Along her journey, she becomes familiar with recording studios, backstages, and tours in a time when famous singers like Joan Baez, Judy Collins, and Joni Mitchell are making a name for themselves. She witnesses firsthand how the music is changing from folk music to pop, and she adjusts her style of singing accordingly. Other names like Lyle Lovett are dropped into the story as he invites her on stage to sing a duet with him. Many of the lyrics of the songs she writes are woven into the narrative.

While her musical life is satisfying, Jodie senses that something is missing in her life, and it is not that she never became a big star. Finding true love at an early age, she finds herself leaving it behind and experiences what she thinks of as life as a feminist: being able to conduct her life like men did such as sleeping around, logging 23 affairs by the time she reaches her 30th birthday.

As the novel draws to a close, a startling turn occurs causing readers to question what they’ve just read but no spoilers here!

Jane Smiley won the Pulitzer Prize for Fiction in 1992 for A Thousand Acres, a story based on William Shakespeare's King Lear. Lucky is her 34th book.
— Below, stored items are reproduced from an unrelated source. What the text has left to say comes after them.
PR #161, opened 2020-05-19
feat(table-of-contents): add data-test attribute

marcelltoth:
Related to stoplightio/platform-internal#2527

While the PR for that issue (stoplightio/platform-internal#2537) was in review, a new prop was added to the TableOfContents component in `ninja`. stoplightio/platform-internal#2332

In this PR I migrate that prop too.

Two changes I made:
- I named the prop `data-test` instead of `dataTest` so it is consistent with the native `data-test` prop on HTML elements.
- I added a short documentation sentence.

When I pull this into stoplightio/platform-internal#2537 I'll update the e2e test to reflect the prop name change.

### DIFF
--- a/src/TableOfContents/index.tsx
+++ b/src/TableOfContents/index.tsx
@@ -50,6 +50,11 @@ export interface ITableOfContents<T extends TableOfContentsItem = TableOfContent
   padding?: string;
   className?: string;
 
+  /**
+   * HTML data-test attribute to be set on the container div.
+   */
+  'data-test': string;
+
   // force items to render with active or selected if either is true.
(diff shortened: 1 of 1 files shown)


src/TableOfContents/index.tsx
```diff
@@ -50,6 +50,11 @@ export interface ITableOfContents<T extends TableOfContentsItem = TableOfContent
   padding?: string;
   className?: string;
 
+  /**
+   * HTML data-test attribute to be set on the container div.
+   */
+  'data-test'?: string;
```
mallachari, line 56: I was about to say that it should be optional but you were quicker ;)

marcelltoth:
> 
> 
> 👍

Thank you!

Smiley has tackled a variety of topics during her long career, writing about everything from abolitionists to prostitutes, from horse racing to Hollywood, but this reader finds her farm stories to be her very best.

My review will be posted on Goodreads starting February 24, 2024.
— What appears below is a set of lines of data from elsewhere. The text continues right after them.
PR #163, opened 2020-05-21
feat(Table of Contents): auto expand to show active items

marcelltoth:
The `TableOfContents` component will auto expand and scroll to make sure it shows items that are `isActive: true`, by default.

Will be used to resolve stoplightio/platform-internal#2308

The expand part works, scroll functionality to be done.

### DIFF
--- a/src/TableOfContents/index.tsx
+++ b/src/TableOfContents/index.tsx
@@ -1,5 +1,6 @@
 import { Button, Drawer, InputGroup } from '@blueprintjs/core';
 import cn from 'classnames';
+import { flatMap } from 'lodash';
 import * as React from 'react';
 
 import { FAIcon, FAIconProp } from '../FAIcon';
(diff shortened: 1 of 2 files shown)


marcelltoth:
Okay, so the scrolling mechanism turns out to be next to impossible without making a breaking change because of the unconventional way the `rowRenderer` / `DefaultRow` is designed.

The problem is not actually with scrolling the node into view, I have achieved that quickly. The problem is to make sure we are only doing that on the initial render, not on every update.

The problem with that is this `DefaultRow` is weird. It is by signature a component, but it is generated on the fly, for **each render** of **each row separately**.

This means that this component (and recursively its children including `TableOfContentsRowInner`) get **remounted each time**, resulting in
1. bad performance
2. the component not being able to tell if it's a mount or an update. (Everything is a mount.)

I suggest refactoring the solution to a much simpler design, preferably befor ewe take this out of beta:
- `DefaultRow` would be a static exported component that describes how a ToC item looks like by default.
- the default `rowRenderer` would just do `props => <DefaultRow {...props}/>`.
- If a consumer (like `ninja`) would want to alter the `rowRenderer` while still incorporating the original implementation they could do (example): `rowRenderer={props => <a href={props.to}><DefaultRow {...props }/></a>}`
- This in turn makes `rowRenderer` act like a component so we could consider taking a *Component* instead of a *renderer*, just like how `react-select`'s pretty amazing extensibility model works: https://react-select.com/components

src/TableOfContents/index.tsx
```diff
@@ -382,12 +395,24 @@ const TableOfContentsItemInner = ({
 /**
  * Traverses contents backwards to find the first index with a lower depth
  */
-function findParentIndex(currentDepth: number, contents: TableOfContentsItem[]) {
+function findParentIndex(currentDepth: number, contents: TableOfContentsItem[]): number {
   for (let index = contents.length - 1; index >= 0; index--) {
     if (contents[index].depth === currentDepth - 1) {
-      return String(index);
+      return index;
```
mallachari, line 401: Why was it string before? Kind of weird.

marcelltoth: Yes, dunno.

marcelltoth:
@mallachari @stoplightio/void-crew What do you think about my proposal? Should I create a chore issue?

mallachari:
@marcelltoth I'm all for your proposal. If we can have it act like normal component that updates instead of being remounted then that's a good way to go.

PR #166, opened 2020-05-27
fix: XSS vulnerability in CodeViewer

### LINKED ISSUE #164: [XSS] CodeViewer interprets HTML
**Describe the bug**

A CodeViewer component will interpret the contents instead of simply rendering it.

**To Reproduce**

1. Instantiate a CodeViewer with the following props:
```json
{
  "className": "overflow-auto MV_block",
  "value": "<div>Hello world!</div>\n<img src=\"asd\" onerror=\"alert('dont do this')\" />",
  "language": null,
  "showLineNumbers": false
}
```
2. Render it.
3. Cry.

**Expected behavior**
It would render and highlight the HTML.

**Screenshots**
This is from the markdown-viewer storybook:
image

wmhilton:
fix #164 

Stealing heavily from https://github.com/stoplightio/markdown-viewer/pull/50

Question: Should we export `createSanitize` so that `markdown-viewer` can import it from `ui-kit`?

image


src/CodeViewer/index.tsx
```diff
@@ -29,7 +42,11 @@ const CodeViewer: React.FunctionComponent<ICodeViewerProps> = ({
 }) => {
   const lang = (language && languageMaps[language]) || language || '';
 
-  const code = React.useMemo(() => highlightCode(value, lang, showLineNumbers), [value, lang, showLineNumbers]);
+  const code = React.useMemo(() => sanitizer.sanitize(highlightCode(value, lang, showLineNumbers), sanitizeConfig), [
+    value,
+    lang,
+    showLineNumbers,
+  ]);
```
marcelltoth, line 49: As far as I understand `highlightCode` returns a HTML string that contains the formatting. Just make sure we don't strip the highlighting. This is a more complicated issue then the one in markdown-viewer.

wmhilton: Yup. But the highlighted code only inserts `<span>`s. So I just set `ALLOWED_TAGS: ['span']` and that seems to work:

image

marcelltoth:
I broke it! 😎 See extended story.

image

wmhilton:
Ugh. This is proving... surprisingly tricky.

lottamus:
Alternatively we could look at using something like https://github.com/conorhastings/react-syntax-highlighter

wmhilton:
Hmmmm that might be a good fit. They even have an option to use Prism languages: https://github.com/conorhastings/react-syntax-highlighter/blob/master/README.md#light-build

I'll try it out, see if it avoids the XSS issues. It says it doesn't use `dangerouslySetHTML` so that could work.

marcelltoth:
> 
> 
> Alternatively we could look at using something like https://github.com/conorhastings/react-syntax-highlighter

Be careful, `react-syntax-highlighter`'s Prism is some 138KB mingzip, vs prismjs that is 5.6

P0lip:
> e careful, react-syntax-highlighter's Prism is some 138KB mingzip, vs prismjs that is 5.6. 

I suppose that the size you mentioned does not include all languages Prism has to offer.
Prismjs does not register all languages by default, hence we need to load them manually.
Either way, even with the relevant languages included, the size is likely to be closer to like 15KB than 138KB :laughing:

P0lip:
FWIW, we can simply checkout `33b3809fda3f2cd6d8a4b91f0e1b12f67e320645` :see_no_evil:.

marcelltoth:
> 
> 
> > e careful, react-syntax-highlighter's Prism is some 138KB mingzip, vs prismjs that is 5.6.
> 
> I suppose that the size you mentioned does not include all languages Prism has to offer.
> Prismjs does not register all languages by default, hence we need to load them manually.
> Either way, even with the relevant languages included, the size is likely to be closer to like 15KB than 138KB 😆

Yes of course. My point is, if we include the non-Light version of that lib, that brings in all the languages.

P0lip:
Closing in favor of #168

I would like to thank Alfred A. Knopf and NetGalley for providing me with an ARC in return for an objective review.

 

 

Darling Girls by Sally Hepworth

Sisters by circumstance, Jessica, Norah, and Alicia survived foster care with Holly Fairchild in Sally Hepworth’s latest novel, Darling Girls, available April 23. Miss Fairchild, with her demanding rules and her unpredictable demeanor, psychologically scarred each of her charges. While social workers thought they had placed the children in good hands on a country estate called Wild Meadows in Port Agatha with horses and a swimming pool, they were so wrong.



Twenty-five years later, detectives from Melbourne are asking all three adult women questions about a body recently discovered when Miss Fairchild’s home was demolished. Bound together by misfortune, the women must face going back to Port Agatha to assist in the investigation, not sure if they are witnesses or suspects.
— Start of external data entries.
PR #168, opened 2020-06-02
fix: restore older impl of CodeViewer

### LINKED ISSUE #164: [XSS] CodeViewer interprets HTML

P0lip:
Brings back older implementation of CodeViewer that didn't use `dangerouslySetInnerHTML` and therefore was less prone to XSS.

Fixes #164


marcelltoth:
Honestly I'm not a great fan of doing this by hand. It's a 1000+ line PR (I'm aware most of that is tests and fixtures, but still) and as far as I can tell, it's building exactly the same thing as `react-syntax-highlighter/prism`, a graphical frontend for `refractor`.

Does this solution offer something extra that we couldn't get by using the library? If not I'd prefer not to maintain 100s of lines of code & tests, we should just use the lib.

P0lip:
> I love the AST approach, but honestly I'm not a great fan of doing this by hand. It's a 1000+ line PR (I'm aware most of that is tests and fixtures, but still) and as far as I can tell, it's building exactly the same thing as react-syntax-highlighter/prism or react-refractor, a graphical frontend for refractor.

> Does this solution offer something extra that we couldn't get by using the library? If not I'd prefer not to maintain 100s of lines of code & tests, we should just use the lib.

It was just simpler to restore the older code that worked well than to adjust some existing library.
Moreover, this approach has one huge benefit - we can execute the  "processing code" in a worker.
We're going to need it eventually to fix issues like https://github.com/stoplightio/platform-internal/issues/2643.
My initial plan was to do it as a part of this PR, but I realized it'd cause unnecessary scope creep and in general I thought it was something we might potentially not want at this point.

marcelltoth:
> we can execute the "processing code" in a worker.

You convinced me here. 👍

PR #171, opened 2020-06-05
feat: toc hidden item action

mallachari:
Needed for: https://github.com/stoplightio/platform-internal/issues/2823 as we started to use this element for reporting.

Adds optional hidden property to item action button. We could reuse `isActive` but that may have also different purpose.

### DIFF
--- a/src/TableOfContents/index.tsx
+++ b/src/TableOfContents/index.tsx
@@ -26,6 +26,7 @@ export type TableOfContentsItem = {
     icon?: FAIconProp;
     name?: string;
     isActive?: boolean;
+    hidden?: boolean;
     onClick: any;
   };
 };
@@ -359,7 +360,9 @@ const TableOfContentsItemInner = ({
         onClick={showSkeleton ? undefined : item.action.onClick}
         active={item.action.isActive}
         intent={item.action.isActive ? 'primary' : undefined}
-        className="ml-2"
+        className={cn('ml-2', {
+          invisible: item.action.hidden,
+        })}
         minimal
         small
       />


mallachari:
> Is there a meaningful difference between `{..., action: {..., hidden: true}}` and `action: undefined`?

Yes as we are currently using that action to send reports for node opening. It was added few days ago: https://github.com/stoplightio/platform-internal/blob/v2/packages/ninja/src/screens/Workspace/Sidebar/Project.tsx#L93
So we want to keep the handler but don't show the button.

marcelltoth:
> Yes as we are currently using that action to send reports for node opening. It was added few days ago: https://github.com/stoplightio/platform-internal/blob/v2/packages/ninja/src/screens/Workspace/Sidebar/Project.tsx#L93
> So we want to keep the handler but don't show the button.

But isn't the button the definition of `action`? Why don't you just overwrite the `onClick`? Or if that doesn't work, add a callback prop to the ToC to signal when a node was expanded.

mallachari:
You may be right. I went with action as it was already done this way. I'll see the alternatives. Thanks!

marcelltoth:
> 
> 
> You may be right. I went with action as it was already done this way. I'll see the alternatives. Thanks!

👍 Looking at it further I don't believe the current code even does what they intended. It only tracks clicks on that dark gray box your issue is about. It will not track if I click anywhere else to expand the row.

So you are actually fixing two problems at once, #2823, and the bug in the reporting-system.

mallachari:
>  Looking at it further I don't believe the current code even does what they intended. It only tracks clicks on that dark gray box your issue is about. It will not track if I click anywhere else to expand the row.
> 
> So you are actually fixing two problems at once, #2823, and the bug in the reporting-system.

Actually surprisingly it did work when clicked outside of it - I tried that as I thought the same.

Anyway, it can work with onClick on the item in the end so I'm closing this one. Thanks again!

marcelltoth:
Wow, that's surprising. It really shouldn't. 😮 Funnily that might signal a bug around the action's `onClick` handling. (One that worked in our favor this time.)

PR #172, opened 2020-06-09
fix(code-viewer): restore previous css

P0lip:
image

### DIFF
--- a/src/styles/components/Code/_base.scss
+++ b/src/styles/components/Code/_base.scss
@@ -36,17 +36,19 @@
   }
 
   .line-number {
+    padding-left: 45px;
     position: relative;
-    width: 35px;
-    display: inline-block;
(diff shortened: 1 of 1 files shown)


marbemac:
Can't tell from the screenshot, but does it have some sort of opacity set? It looks somewhat transparent.

src/styles/components/Code/_base.scss
```diff
@@ -36,17 +36,19 @@
...
+    display: block;
 
     &::before {
-      content: '';
       counter-increment: line;
       content: counter(line);
+      display: inline-block;
+      position: absolute;
+      left: 5px;
+      opacity: 0.4;
```
P0lip, line 50: @marbemac  Yeah, the opacity is set here.
Shall we adjust it or get rid of it?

Jessica desperately craves the love she thought she was experiencing with Miss Fairchild until the other foster children came along. Norah struggles majorly with an intense anger that has landed her in trouble with the law as she has lashed out physically toward others. Alicia, who was only supposed to be a temporary placement while her grandmother was hospitalized, becomes a shadow of herself as she struggles to redeem her life by being a social worker who places children in foster homes.

Readers have come to expect twisty plots from author Sally Hepworth, and Darling Girls will not disappoint. She lives in Melbourne, Australia, with her family.

My review will be posted on Goodreads starting February 24, 2024.

I would like to thank St. Martin’s Press and NetGalley for providing me with an ARC in return for an objective review.